··· GIVEN RECORDS ···

PR #307, opened 2016-01-22
Tweak CodeClimate Analysis Config

wfleming:
* Disable the Rails/Output rule -- this isn't a Rails app
* Turn on the FIXME engine

### DIFF
--- a/.codeclimate.yml
+++ b/.codeclimate.yml
@@ -2,10 +2,14 @@
 engines:
   rubocop:
     enabled: true
+  fixme:
+    enabled: true
+    exclude_paths:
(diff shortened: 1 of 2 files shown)


pbrisbin:
Want to exclude `config/engines.yml` (or all of `config`)?

wfleming:
I was going to exclude it just for fixme (since that'll work pretty soon) and hold this until that work is merged.



~will out.

wfleming:
Going to merge around the CC failure: the 1 new issue is a TODO in a source file that we expect for now, but should fix.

···

# YOUR INSTRUCTIONS
Scan the material above for the string "engines", and copy every line where it is found.

# YOUR SOLUTION
 engines:
Want to exclude `config/engines.yml` (or all of `config`)?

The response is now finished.